> _Available records_:
= = = =

PR #6028, opened 2024-10-26
ppl/test: Suppress messages that are only in tcl.

titan73:
So no need to suppress them in python. Improve comment to be clearer.
Id 48 appears in both sides so no need to suppress it either.  Update ok files accordingly.

### DIFF
--- a/src/ppl/src/IOPlacer.cpp
+++ b/src/ppl/src/IOPlacer.cpp
@@ -1691,17 +1691,16 @@ void IOPlacer::addTopLayerConstraint(PinSet* pins, const odb::Rect& region)
     }
   }
 
-  logger_->info(
-      utl::PPL,
-      60,
-      "Restrict pins [ {}] to region ({:.2f}u, {:.2f}u)-({:.2f}u, {:.2f}u) at routing layer {}.",
-      pin_names,
-      getBlock()->dbuToMicrons(region.xMin()),
-      getBlock()->dbuToMicrons(region.yMin()),
-      getBlock()->dbuToMicrons(region.xMax()),
-      getBlock()->dbuToMicrons(region.yMax()),
-      getTopLayer()->getConstName()
-  );
+  logger_->info(utl::PPL,
+                60,
+                "Restrict pins [ {}] to region ({:.2f}u, {:.2f}u)-({:.2f}u, "
+                "{:.2f}u) at routing layer {}.",
+                pin_names,
+                getBlock()->dbuToMicrons(region.xMin()),
+                getBlock()->dbuToMicrons(region.yMin()),
+                getBlock()->dbuToMicrons(region.xMax()),
+                getBlock()->dbuToMicrons(region.yMax()),
+                getTopLayer()->getConstName());
 
   constraints_.push_back(constraint);
   for (odb::dbBTerm* bterm : *pins) {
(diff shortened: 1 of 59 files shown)


test/helpers.tcl
```diff
@@ -203,18 +203,16 @@ suppress_message ODB 127
...
 suppress_message ODB 134
 
-# suppress ppl info messages. The ones defined in tcl can never
-# match between tcl and Python
+# suppress ppl info messages which are only present in tcl
 suppress_message PPL 41
-suppress_message PPL 48
-suppress_message PPL 67
 suppress_message PPL 60
+suppress_message PPL 67
```
maliberty, line 209: There appears to be no message 67.

test/helpers.tcl
```diff
@@ -203,18 +203,16 @@ suppress_message ODB 127
 # Finished DEF file
 suppress_message ODB 134
 
-# suppress ppl info messages. The ones defined in tcl can never
-# match between tcl and Python
+# suppress ppl info messages which are only present in tcl
 suppress_message PPL 41
```
maliberty, line 207: 41 doesn't seem like it would help any user and should be removed

test/helpers.tcl
```diff
@@ -203,18 +203,16 @@ suppress_message ODB 127
...
-suppress_message PPL 48
-suppress_message PPL 67
 suppress_message PPL 60
```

= = = =

> _Assigned task_:
Could you write out all the entries word for word?

> _Solution_:
PR #6028, opened 2024-10-26
ppl/test: Suppress messages that are only in tcl.

titan73:
So no need to suppress them in python. Improve comment to be clearer.
Id 48 appears in both sides so no need to suppress it either.  Update ok files accordingly.

### DIFF
--- a/src/ppl/src/IOPlacer.cpp
+++ b/src/ppl/src/IOPlacer.cpp
@@ -1691,17 +1691,16 @@ void IOPlacer::addTopLayerConstraint(PinSet* pins, const odb::Rect& region)
     }
   }
 
-  logger_->info(
-      utl::PPL,
-      60,
-      "Restrict pins [ {}] to region ({:.2f}u, {:.2f}u)-({:.2f}u, {:.2f}u) at routing layer {}.",
-      pin_names,
-      getBlock()->dbuToMicrons(region.xMin()),
-      getBlock()->dbuToMicrons(region.yMin()),
-      getBlock()->dbuToMicrons(region.xMax()),
-      getBlock()->dbuToMicrons(region.yMax()),
-      getTopLayer()->getConstName()
-  );
+  logger_->info(utl::PPL,
+                60,
+                "Restrict pins [ {}] to region ({:.2f}u, {:.2f}u)-({:.2f}u, "
+                "{:.2f}u) at routing layer {}.",
+                pin_names,
+                getBlock()->dbuToMicrons(region.xMin()),
+                getBlock()->dbuToMicrons(region.yMin()),
+                getBlock()->dbuToMicrons(region.xMax()),
+                getBlock()->dbuToMicrons(region.yMax()),
+                getTopLayer()->getConstName());
 
   constraints_.push_back(constraint);
   for (odb::dbBTerm* bterm : *pins) {
(diff shortened: 1 of 59 files shown)


test/helpers.tcl
```diff
@@ -203,18 +203,16 @@ suppress_message ODB 127
...
 suppress_message ODB 134
 
-# suppress ppl info messages. The ones defined in tcl can never
-# match between tcl and Python
+# suppress ppl info messages which are only present in tcl
 suppress_message PPL 41
-suppress_message PPL 48
-suppress_message PPL 67
 suppress_message PPL 60
+suppress_message PPL 67
```
maliberty, line 209: There appears to be no message 67.

test/helpers.tcl
```diff
@@ -203,18 +203,16 @@ suppress_message ODB 127
 # Finished DEF file
 suppress_message ODB 134
 
-# suppress ppl info messages. The ones defined in tcl can never
-# match between tcl and Python
+# suppress ppl info messages which are only present in tcl
 suppress_message PPL 41
```
maliberty, line 207: 41 doesn't seem like it would help any user and should be removed

test/helpers.tcl
```diff
@@ -203,18 +203,16 @@ suppress_message ODB 127
...
-suppress_message PPL 48
-suppress_message PPL 67
 suppress_message PPL 60
```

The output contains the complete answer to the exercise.